Para muitos o que se viu foi um pragmatismo ambiental, contabilizando entre outros posicionamentos ser favorável ao uso de energia nuclear e de conflitos como os da Líbia e do Oriente Médio, além de sugerir estratégia de posicionamento ao governo brasileiro “Só temos de estar atentos, talvez na floresta tropical tenha petróleo, gás, produtos que não devemos deixar de explorar em um país onde pessoas precisam sair da linha de pobreza” afirma.
Um tanto quanto polêmico, defendeu ainda que esta exploração é uma questão de equilíbrio e sempre haverá quem defenda pontos de vista contrários como no caso do etanol brasileiro, citado como um exemplo para o mundo, mas que mesmo assim desperta em ambientalistas um certo contraponto por entender que para plantação da cana de açúcar serão necessárias debandar uma grande área de florestas, o que na verdade não procede.
Entre os poucos pontos que podem ser destacados, o inglês se mostra focado na busca por uma mudança de postura. “Empreendedores poderiam acabar com os problemas do mundo e não deixar isso para os governantes, eles não conseguiriam”. Para Branson, seriam necessários U$ 300 bilhões em investimentos para pesquisa e produção de energia limpa.

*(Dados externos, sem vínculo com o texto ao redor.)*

PR #36, opened 2025-05-01
FI-4053: Suite options for client auth

karlnaden:
# Summary

Use suite options to determine the authentication / session identification approach and clean up the inputs so only those used in the selected option are shown.

# Testing Guidance

Follow the instructions on the suite documentation to test with postman.


tstrass (changes requested):
Minor stuff. The only important thing is regenerating requirements coverage.

This was a little tricky to review since there's so much moved code, but it's looking good to me and I couldn't find any issues testing it out

tstrass (approved):

PR #52, opened 2025-09-19
Add presets for running the client against the server tests

karlnaden:
# Summary

Presets for running the client server suites against each other can be helpful for development purposes. They have been added with documentation.

# Testing Guidance

Follow the documented steps to execute the suites against each other.


karlnaden:
added to [PR 53](https://github.com/inferno-framework/davinci-pas-test-kit/pull/53)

Se nos basearmos no ritmo de crescimento de potencias como Brasil, China e Africa, bem certo que em cinco anos a demanda vai exceder ao preço e o barril chegar ao preço limite. “Apenas vocês “Brasil” que descobriram novas reservas de petróleo, estejam fora deste cenário, talvez seja o momento mais propício de negócios e estudos que possam viabilizar a produção de combustível renovável.

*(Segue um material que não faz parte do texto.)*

PR #56, opened 2026-02-16
Id 54 v220 full resource subscription pended

abhinandan2012:
### Summary
Updates the PAS v2.2.0 pended workflow to use `full-resource` subscription notifications instead of `id-only`, and removes the `$inquire` operation from the pended workflow. In v2.2.0, the notification contains all details about the finalized claim, so the client no longer needs to perform a follow-up `$inquire` request.

#### Subscription Verification (Cross-Suite)
- `pas_subscription_verification.rb`: Added v2.2.0 validation logic for PAS Subscription profile (`meta.profile`), `rest-hook` channel type, `full-resource` payload content, and `org-identifier=*` criteria format.

#### PAS Notification Verification (New - Cross-Suite)
- `pas_notification_verification.rb`: New module that validates notification Bundles contain focus resources referencing the PAS Response Bundle profile.
- `pas_notification_conformance_test.rb`: New shared test class used by both client and server pended workflow groups.

#### Client Pended Group (v2.2.0)
- `pas_client_pended_group.rb`: Removed the `$inquire` group entirely. Added the PAS notification conformance test to the notification verification group. Added a "Verify final decision from notification" attestation group.
- `pas_client_pended_submit_test.rb`: Removed `inquire_json_response` input, `inquire_respond_with` configuration, and inquiry-related wait/response logic. The workflow now ends after the full-resource notification step.

#### Server Subscription Input Conformance (v2.2.0)
- `pas_server_subscription_input_conformance.rb`: Changed payload content assertion from `id-only` to `full-resource`. Passed `ig_version: 'v2.2.0'` to `verify_pas_subscription`.

#### Server Pended Use Case Group (v2.2.0)
- `pas_server_pended_use_case_group.rb`: Changed `subscriptions_r4_server_id_only_conformance` to `subscriptions_r4_server_full_resource_conformance`. Updated `subscription_type` option to `full-resource`. Added PAS notification conformance test. Removed all `$inquire` request validation, operation, and response validation tests. Removed the `claim_inquire_operation_test` require.

### Test Coverage
- `pas_client_subscription_pas_conformance_test_spec.rb`: Added v2.2.0 test context verifying passes with valid v2.2.0 subscription and fails with missing PAS profile, wrong channel type, and id-only payload.
- `pas_notification_conformance_test_spec.rb`: New spec validating PAS notification conformance – passes with focus resource, skips with no notifications, fails when missing focus.
- New fixtures: `PAS_Subscription_example_v220_good.json`, `PAS_Subscription_example_v220_bad.json`

### Backward Compatibility
- v2.0.1 behavior is fully preserved – the subscription verification module branches on `ig_version`
- All existing v2.0.1 tests remain unchanged and continue to pass

---

## Files Changed

| Status | File |
|--------|------|
| Modified | `lib/davinci_pas_test_kit/cross_suite/pas_subscription_verification.rb` |
| Modified | `lib/davinci_pas_test_kit/client/v2.2.0/pas_client_pended_group.rb` |
| Modified | `lib/davinci_pas_test_kit/client/v2.2.0/workflows/pas_client_pended_submit_test.rb` |
| Modified | `lib/davinci_pas_test_kit/server/v2.2.0/pas_server_subscription_input_conformance.rb` |
| Modified | `lib/davinci_pas_test_kit/server/generated/v2.2.0/pas_server_pended_use_case_group.rb` |
| Modified | `spec/davinci_pas_test_kit/client/pas_client_subscription_pas_conformance_test_spec.rb` |
| New | `lib/davinci_pas_test_kit/cross_suite/pas_notification_verification.rb` |
| New | `lib/davinci_pas_test_kit/pas_notification_conformance_test.rb` |
| New | `spec/davinci_pas_test_kit/pas_notification_conformance_test_spec.rb` |
| New | `spec/fixtures/PAS_Subscription_example_v220_good.json` |
| New | `spec/fixtures/PAS_Subscription_example_v220_bad.json` |

---

### Objective
Validate that the PAS Test Kit correctly supports v2.2.0 `full-resource` subscription notifications in the pended workflow, including removal of the `$inquire` step, while maintaining backward compatibility with v2.0.1.

### Prerequisites
- Inferno Da Vinci PAS Test Kit running locally
- Branch `ID-54-v220-full-resource-subscription-pended`

### Validation Workflow Overview
1. Running the Client Suite v2.2.0 as a mock PAS server
2. Running the Server Suite v2.2.0 as the test client
3. Executing the pended workflow with full-resource notifications
4. Confirming that `$inquire` tests are no longer present in v2.2.0
5. Verifying backward compatibility with v2.0.1 behavior

---

### Step 1: Set Up Client Suite (TAB 1)
1. Open the Da Vinci PAS Client Suite v2.2.0
2. For "Client Security Type", select "Other Authentication"
3. Click "Start Testing" to create a testing session
4. From the Preset dropdown (top-left), select "Run Against the PAS Server Suite" – this auto-populates the input fields

### Step 2: Set Up Server Suite (TAB 2)
1. Open the Da Vinci PAS Server Suite v2.2.0
2. Click "Start Testing" to create a testing session
3. From the Preset dropdown (top-left), select "Run Against the PAS Client Suite" – this auto-populates the input fields

---

### Step 3: Verify Subscription Setup Tests (Client Suite v2.2.0)
Navigate to **1 Subscription Setup** in the left sidebar of the Client Suite v2.2.0.

1. Run the subscription setup tests
2. Confirm the subscription conformance test validates:
   - PAS Subscription profile (`http://hl7.org/fhir/us/davinci-pas/StructureDefinition/profile-subscription`) is declared in `meta.profile`
   - Channel type is `rest-hook`
   - Payload content type is `full-resource` (not `id-only`)
   - Filter criteria uses the `org-identifier=<identifier>` format

### Step 4: Verify Pended Workflow Structure (Server Suite v2.2.0)
Navigate to **2 Demonstrate Workflow Support > 2.3 Successful Pended Workflow** in the Server Suite v2.2.0 left sidebar. Expand it and verify the structure.

#### Expected v2.2.0 structure under "2.3 Successful Pended Workflow":

| Group/Test | Expected in v2.2.0 |
|---|---|
| **2.3.1 Server can respond with 'Pended' to claims submitted for prior authorization** | Present |
| 2.3.1.01 [USER INPUT VALIDATION] Provided $submit Request Bundle is conformant | Present |
| 2.3.1.02 Submission of a claim to the $submit operation succeeds | Present |
| 2.3.1.03 Server $submit Response Bundle is conformant | Present |
| 2.3.1.04 Server response includes the 'Pended' decision code in the ClaimResponse instance | Present |
| **2.3.2 Server can notify client of updates via full-resource notification** | Present (title changed from v2.0.1) |
| 2.3.2.01 Server notifies the client that the pended claim was updated. | Present |
| 2.3.2.02 Subscription Event Notification Verification | Present |
| 2.3.2.03 Subscription Full-Resource Notification Verification | Present (was "Id-Only" in v2.0.1) |
| 2.3.2.04 Notification conforms to PAS-specific requirements | **NEW** – PAS notification conformance |
| 2.3.2.04 [USER INPUT VALIDATION] Provided $inquire Request Bundle is conformant | **REMOVED** |
| 2.3.2.05 Submission of a claim to the $inquire operation succeeds | **REMOVED** |
| 2.3.2.06 Server $inquire Response Bundle is conformant | **REMOVED** |

**Key visual checks:**
1. The second group (2.3.2) title should say **"full-resource notification"**, NOT "respond to claims submitted for inquiry"
2. Test 2.3.2.03 should say **"Full-Resource"**, NOT "Id-Only"
3. There should be **NO $inquire tests** (no "Provided $inquire Request Bundle is conformant", no "Submission of a claim to the $inquire operation succeeds", no "Server $inquire Response Bundle is conformant")
4. A new test for **"Notification conforms to PAS-specific requirements"** should be present

### Step 5: Verify Pended Workflow Structure (Client Suite v2.2.0)
Navigate to the **Pended Workflow** group in the Client Suite v2.2.0. Expand it in the left sidebar.

#### Expected v2.2.0 structure:

| Group/Test | Expected in v2.2.0 |
|---|---|
| **Perform the pended workflow** | Present |
| (submit test – waits for $submit + notification only) | Present (no $inquire step) |
| **Verify $submit interaction** | Present |
| **Verify notification interaction** | Present |
| (includes PAS notification conformance test) | **NEW** |
| **Verify final decision from notification** | **NEW** – attestation for full-resource notification |
| Verify $inquire interaction | **REMOVED** |

**Key visual checks:**
1. There should be **NO** "$inquire" or "inquiry" group
2. There should be **NO** `inquire_json_response` input field
3. The submit test wait message should only mention two steps: (1) $submit and (2) notification - **no third step** for $inquire
4. A new "Verify final decision from notification" attestation group should be present

### Step 6: Verify the Server Subscription Input Conformance
Navigate to **1 Subscription Setup** in the Server Suite v2.2.0.

1. Run the subscription input conformance test
2. Open the test description - it should mention `full-resource` payload content type, NOT `id-only`

#### Server Suite v2.0.1
Switch to the **Da Vinci PAS Server Suite v2.0.1** and navigate to **2.3 Successful Pended Workflow**.

Confirm the **original v2.0.1 structure is unchanged**:

| Group/Test | Expected in v2.0.1 |
|---|---|
| **2.3.1 Server can respond with 'Pended' to claims submitted for prior authorization** | Present |
| 2.3.1.01 – 2.3.1.04 (submit tests) | Present |
| **2.3.2 Server can notify client of updates and respond to claims submitted for inquiry** | Present |
| 2.3.2.01 Server notifies the client that the pended claim was updated. | Present |
| 2.3.2.02 Subscription Event Notification Verification | Present |
| 2.3.2.03 Subscription **Id-Only** Notification Verification | Present |
| 2.3.2.04 [USER INPUT VALIDATION] Provided **$inquire** Request Bundle is conformant | **Still present** |
| 2.3.2.05 Submission of a claim to the **$inquire** operation succeeds | **Still present** |
| 2.3.2.06 Server **$inquire** Response Bundle is conformant | **Still present** |

#### Client Suite v2.0.1
Switch to the **Da Vinci PAS Client Suite v2.0.1** and navigate to the **Pended Workflow** group.
- Confirm the `$inquire` group is **still present**
- Confirm the `inquire_json_response` input is **still present**
- Confirm the subscription validation checks for `id-only` payload


lib/davinci_pas_test_kit/cross_suite/pas_notification_verification.rb
```diff
@@ -0,0 +1,46 @@
...
+        ))
+      else
+        # Check that at least one focus entry references a PAS Response Bundle profile
+        has_pas_response = focus_entries.any? do |entry|
+          resource = entry['resource']
+          next false unless resource
+
+          resource_profiles = resource.dig('meta', 'profile') || []
+          resource_profiles.any? { |p| p.start_with?(PAS_RESPONSE_BUNDLE_PROFILE) }
+        end
```
karlnaden: We can't rely on meta.profile since it is not a required field. Instead, you'll need to find the status entry, get the reference to the focus resource from it, and use that to find the appropriate notification Bundle entry. You'll also need to run the response Bundle through the already-defined Bundle validation methods.

lib/davinci_pas_test_kit/cross_suite/pas_subscription_verification.rb
```diff
@@ -1,32 +1,113 @@
...
+
+    def verify_v220_profile(subscription)
+      profiles = subscription.dig('meta', 'profile') || []
+      return if profiles.include?(PAS_SUBSCRIPTION_PROFILE)
+
+      add_message('error', %(
+          The Subscription must declare conformance to the PAS Subscription profile
+          `#{PAS_SUBSCRIPTION_PROFILE}`
+          in the `Subscription.meta.profile` element.
+        ))
```
karlnaden: Can't rely on the declaration in meta.profile to be present and couldn't rely on the assertion to be accurate, so need to run the conformance check against the profile using the validator.

karlnaden (changes requested):

lib/davinci_pas_test_kit/cross_suite/pas_notification_verification.rb
abhinandan2012: Updated - notification verification no longer relies on meta.profile. It now extracts the notification-event.focus reference from the SubscriptionStatus Parameters, resolves it to the corresponding Bundle entry, and validates the focus resource through the existing perform_response_validation method.

lib/davinci_pas_test_kit/cross_suite/pas_subscription_verification.rb
abhinandan2012: Updated - replaced the meta.profile check with a resource_is_valid? call that validates the Subscription against the PAS Subscription profile using the FHIR validator.

lib/davinci_pas_test_kit/cross_suite/pas_subscription_verification.rb
```diff
@@ -1,32 +1,107 @@
...
+      add_message('error', %(
             The Subscription must include a single filter on the submitting organization
             in the `Subscription.criteria.extension` element.
           ))
+    end
+
+    def verify_pas_subscription_v220(subscription)
+      verify_v220_profile(subscription)
+      verify_v220_rest_hook_channel(subscription)
+      verify_v220_full_resource_payload(subscription)
```
karlnaden: The [profile](https://build.fhir.org/ig/HL7/davinci-pas/en/StructureDefinition-profile-subscription.html) validation takes care of the rest hook channel and the full resource payload, so these don't need separate methods. See duplication for the payload: 

Image

lib/davinci_pas_test_kit/cross_suite/pas_subscription_verification.rb
```diff
@@ -1,32 +1,107 @@
...
+          The Subscription payload content type must be `full-resource` for PAS v2.2.0,
+          but found `#{payload_content || 'none'}`.
+        ))
+    end
+
+    def verify_v220_criteria_format(subscription)
+      filter_criteria = subscription.dig('_criteria', 'extension')
+        &.select { |ext| ext['url'] == BACKPORT_FILTER_CRITERIA_URL }
+
+      if filter_criteria.blank?
```
karlnaden: Looking at [the profile](https://build.fhir.org/ig/HL7/davinci-pas/en/StructureDefinition-profile-subscription.html), I think the validator will check for a single filter criteria - test to verify, but if I'm right, you should remove this error and only have the format part.

lib/davinci_pas_test_kit/cross_suite/pas_subscription_verification.rb
```diff
@@ -1,32 +1,107 @@
...
+        &.select { |ext| ext['url'] == BACKPORT_FILTER_CRITERIA_URL }
+      return if filter_criteria&.length == 1
+
+      add_message('error', %(
             The Subscription must include a single filter on the submitting organization
             in the `Subscription.criteria.extension` element.
           ))
+    end
+
+    def verify_pas_subscription_v220(subscription)
```
karlnaden, line 43: With changes to this method, let's update the [220 preset](https://github.com/inferno-framework/davinci-pas-test-kit/blob/support-v2.2.0/config/presets/pas_server_v220_run_against_pas_client.json.erb#L21) to use a conformant subscription.

karlnaden (changes requested):
I'm getting errors when I run the [2.2.0 suites against each other ](https://github.com/inferno-framework/davinci-pas-test-kit/blob/support-v2.2.0/docs/Running-Suites-Against-Each-Other.md)for the pended workflow, even if I change the Subscription payload type to full-resource.

Looks like the same errors are happening in the base 2.2.0 branch, so let me try to fix those and you can rebase.

lib/davinci_pas_test_kit/cross_suite/pas_subscription_verification.rb
abhinandan2012: removed verify_v220_rest_hook_channel, verify_v220_full_resource_payload, and extract_payload_content. The profile validator handles these.

Screenshot 2026-02-18 at 2 52 29 PM

lib/davinci_pas_test_kit/cross_suite/pas_subscription_verification.rb
abhinandan2012: Removed the 'filter criteria blank' error. The profile validator checks cardinality. Kept only the org-identifier=<identifier> format check.

lib/davinci_pas_test_kit/cross_suite/pas_subscription_verification.rb
abhinandan2012: Updated the v2.2.0 preset to use full-resource payload, org-identifier=8189991234 filter criteria, and added the PAS Subscription profile.

karlnaden:
A few additional things I'm noticing as I run the tests:
1. Looks like we have tests that duplicate much of the same, but probably not all, logic for Subscription Validation in both client and server tests. Can you look at the logic and make a recommendation for how to take away the duplication (compare to the 2.0.1 versions as well)
  - server tests 1.01 and 1.02
  - client tests 8.02 and 8.03 (when using the other authentication suite option)
2. It looks like our notification verification needs some updates, and probably the logic that we use to generate a notification when not provided.  Check tests in client group 9.3.3 (in particular 9.3.3.03 which is expecting a Bundle, but got a ClaimResponse - I think that's a preset or response generation issue) and server group 2.3.2 (particularly 2.3.2.04 which isn't finding the notification to analyze as it should)

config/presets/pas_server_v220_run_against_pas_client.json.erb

Por fim, pode parecer estranho, mas segui a linha de raciocínio adotada pelo próprio palestrante em sua apresentação. Enquanto todos previam um final bucólico, o mais interessante ainda estava por vir. “Muitas empresas a qual eu presido trabalham com energia suja, sobretudo de aviação marítima, aviação e de trem. Talvez se os EUA deixassem o ego de lado, uma parceria com o Brasil viabilizaria a produção de combustível renovável para avião” afirma o empresário que descartou de imediato o uso de etanol brasileiro pois ele congela a 15 mil pés de altura, mas acrescentou que já teve boas experiências com isobutenol a base de algas marinhas.

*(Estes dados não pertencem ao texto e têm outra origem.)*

PR #59, opened 2026-03-27
Add simulation flags to groups and tests

ljtucker:
# Summary

# Testing Guidance


arunkumarhk (approved):

lib/davinci_pas_test_kit/generator/validation_test_generator.rb
```diff
@@ -109,14 +111,19 @@ def generate
...
       def user_input?
         request_type.include?('request')
       end
 
+      # rubocop:disable Naming/PredicateMethod
+      def simulation_verification
+        user_input?
+      end
+      # rubocop:enable Naming/PredicateMethod
+
```
karlnaden: Simple refactor to follow the style rather than disabling it, could be done for `skip_if_empty` in several places as well.

```suggestion
      def simulation_verification?
        user_input?
      end
```

lib/davinci_pas_test_kit/generator/templates/group.rb.erb
```diff
@@ -112,9 +112,24 @@ module DaVinciPASTestKit
           - [PAS PractitionerRole](https://hl7.org/fhir/us/davinci-pas/STU2/StructureDefinition-profile-practitionerrole.html)
         )<% end %>
         run_as_group
-        <% subgroup.each do |category, id_list| %>
-        group do
-          title '<%= category%>'
+        <%- subgroup.each do |category, id_list| -%>
+<%-
+  title_lines = category.to_s.split("\n").map(&:strip)
```
karlnaden, line 117: I'm not sure why this got so much more complicated, but it doesn't look like it is using the erb templating paradigm. Can you explain the intention of this update so we can plan how to implement it in a cleaner way?

lib/davinci_pas_test_kit/generator/group_generator.rb
```diff
@@ -219,19 +221,27 @@ def grouped_must_support_test_ids
...
+        inquiry_request_key = [
+          'Inquiry Request Must Support',
+          "#{' ' * 10}verifies_requirements 'hl7.fhir.us.davinci-pas_2.0.1@36'",
+          "#{' ' * 10}simulation_verification"
+        ].join("\n")
+
         {
           '$submit Element Support' => {
             'Submission of claims to the $submit operation for must support validation' => submit_tests,
-            "[USER INPUT VALIDATION] Submit Request Must Support'" \
```
karlnaden, line 225: Looks like this is the source of the complication in the `group.rb.erb` file. Generators harbor a lot of nutty code in the name of complex code re-use. I guess we leave it.

karlnaden (changes requested):
updating rubocop is dangerous partly because of these new refactors, which seem to often be more trouble than they are worth. Probably a good idea to decide our policy on this kind of thing so that we have a go to approach. I'm fine with most of the changes as is, but there are some low-hanging fruit that I think better to actually address rather than disable.

I'm also inclined to have this merged into the `support-v2.2.0` branch first instead of straight to main since that is where most of our activity is going.

Also - gemspec needs to be updated to have inferno_core 1.1.2 as the minimum required version:

`spec.add_runtime_dependency 'inferno_core', '~> 1.1', '>= 1.1.2'`

karlnaden:
moved into the 2.2 branch instead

Talvez você esteja se perguntando que tipo de ego impediria os EUA de propor parceria ao Brasil, ou que tal uma explicação sobre o combustível de algas marinhas em companhias aéreas com emissão de carbono em níveis mínimos. Pois bem, eu e todos presentes também nos questionamos. Como resposta, “Obrigado pela oportunidade” conclui Richard Branson.